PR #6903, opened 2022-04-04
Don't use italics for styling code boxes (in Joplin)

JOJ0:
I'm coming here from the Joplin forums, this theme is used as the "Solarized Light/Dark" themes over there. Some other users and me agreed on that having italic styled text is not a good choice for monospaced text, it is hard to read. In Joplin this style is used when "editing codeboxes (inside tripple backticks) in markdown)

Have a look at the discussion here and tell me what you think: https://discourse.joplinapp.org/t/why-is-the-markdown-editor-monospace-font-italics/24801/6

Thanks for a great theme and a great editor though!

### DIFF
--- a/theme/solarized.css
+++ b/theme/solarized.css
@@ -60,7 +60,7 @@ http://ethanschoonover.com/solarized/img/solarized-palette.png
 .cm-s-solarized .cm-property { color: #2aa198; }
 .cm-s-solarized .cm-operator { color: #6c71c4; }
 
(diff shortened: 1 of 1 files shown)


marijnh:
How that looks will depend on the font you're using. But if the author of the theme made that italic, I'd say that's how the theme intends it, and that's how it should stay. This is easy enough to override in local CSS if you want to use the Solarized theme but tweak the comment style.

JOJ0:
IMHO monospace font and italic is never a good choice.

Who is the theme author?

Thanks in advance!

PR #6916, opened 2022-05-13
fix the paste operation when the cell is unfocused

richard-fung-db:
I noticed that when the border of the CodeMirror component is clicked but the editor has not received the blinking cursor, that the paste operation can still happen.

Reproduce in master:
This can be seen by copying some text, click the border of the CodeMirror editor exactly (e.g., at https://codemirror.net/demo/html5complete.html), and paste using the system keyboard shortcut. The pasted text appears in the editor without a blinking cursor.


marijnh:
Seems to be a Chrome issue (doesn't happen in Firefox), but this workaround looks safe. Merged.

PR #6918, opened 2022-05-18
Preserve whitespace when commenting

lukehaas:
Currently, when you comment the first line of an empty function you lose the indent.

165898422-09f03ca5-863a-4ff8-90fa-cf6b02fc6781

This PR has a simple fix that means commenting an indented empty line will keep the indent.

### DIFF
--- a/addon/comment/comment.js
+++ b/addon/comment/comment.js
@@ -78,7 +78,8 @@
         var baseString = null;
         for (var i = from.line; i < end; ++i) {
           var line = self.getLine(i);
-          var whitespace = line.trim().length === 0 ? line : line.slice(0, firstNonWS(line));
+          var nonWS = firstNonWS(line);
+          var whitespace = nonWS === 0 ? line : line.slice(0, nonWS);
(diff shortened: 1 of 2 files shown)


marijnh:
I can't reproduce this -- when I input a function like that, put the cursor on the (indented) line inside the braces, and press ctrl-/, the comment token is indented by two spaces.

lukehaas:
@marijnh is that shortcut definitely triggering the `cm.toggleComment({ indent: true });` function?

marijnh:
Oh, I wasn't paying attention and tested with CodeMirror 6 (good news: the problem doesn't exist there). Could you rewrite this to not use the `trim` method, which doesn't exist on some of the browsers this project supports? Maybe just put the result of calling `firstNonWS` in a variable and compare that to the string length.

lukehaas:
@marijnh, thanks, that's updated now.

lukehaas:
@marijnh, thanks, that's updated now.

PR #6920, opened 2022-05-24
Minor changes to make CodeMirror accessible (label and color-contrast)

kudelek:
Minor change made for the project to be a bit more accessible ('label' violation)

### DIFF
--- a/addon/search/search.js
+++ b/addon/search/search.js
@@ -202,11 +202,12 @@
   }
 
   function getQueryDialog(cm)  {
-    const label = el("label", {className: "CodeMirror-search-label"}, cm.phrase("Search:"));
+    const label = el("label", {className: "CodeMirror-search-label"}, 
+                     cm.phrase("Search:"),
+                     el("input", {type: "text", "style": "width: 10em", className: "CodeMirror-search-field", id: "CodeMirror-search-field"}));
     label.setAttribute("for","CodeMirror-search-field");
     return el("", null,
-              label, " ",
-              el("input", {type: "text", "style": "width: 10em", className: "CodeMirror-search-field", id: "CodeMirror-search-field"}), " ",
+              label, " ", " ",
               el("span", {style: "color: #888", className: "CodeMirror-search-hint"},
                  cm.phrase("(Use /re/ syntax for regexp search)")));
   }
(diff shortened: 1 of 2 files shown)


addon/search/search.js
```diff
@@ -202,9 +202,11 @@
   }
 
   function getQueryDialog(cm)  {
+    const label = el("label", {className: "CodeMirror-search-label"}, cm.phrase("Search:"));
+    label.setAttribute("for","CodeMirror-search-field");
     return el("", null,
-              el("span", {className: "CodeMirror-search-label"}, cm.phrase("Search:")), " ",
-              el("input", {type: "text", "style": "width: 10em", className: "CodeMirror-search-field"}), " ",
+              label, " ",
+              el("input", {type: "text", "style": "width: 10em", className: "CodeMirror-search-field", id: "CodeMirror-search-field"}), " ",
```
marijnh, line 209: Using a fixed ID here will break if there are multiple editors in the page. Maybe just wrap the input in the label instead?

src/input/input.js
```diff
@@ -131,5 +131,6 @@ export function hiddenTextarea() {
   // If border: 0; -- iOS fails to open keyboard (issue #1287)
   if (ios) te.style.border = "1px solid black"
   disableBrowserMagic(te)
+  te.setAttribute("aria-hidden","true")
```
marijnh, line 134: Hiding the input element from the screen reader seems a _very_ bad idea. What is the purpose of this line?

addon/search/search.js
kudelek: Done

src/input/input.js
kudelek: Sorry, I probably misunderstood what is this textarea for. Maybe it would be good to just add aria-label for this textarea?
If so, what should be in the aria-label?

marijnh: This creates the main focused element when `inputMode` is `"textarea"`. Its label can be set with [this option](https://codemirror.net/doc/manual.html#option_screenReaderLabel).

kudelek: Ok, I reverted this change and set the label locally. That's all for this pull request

============

_What the task requires:_
Find the lines above that contain the word "commenting" and copy each one.

_Solution for this problem:_
Preserve whitespace when commenting
This PR has a simple fix that means commenting an indented empty line will keep the indent.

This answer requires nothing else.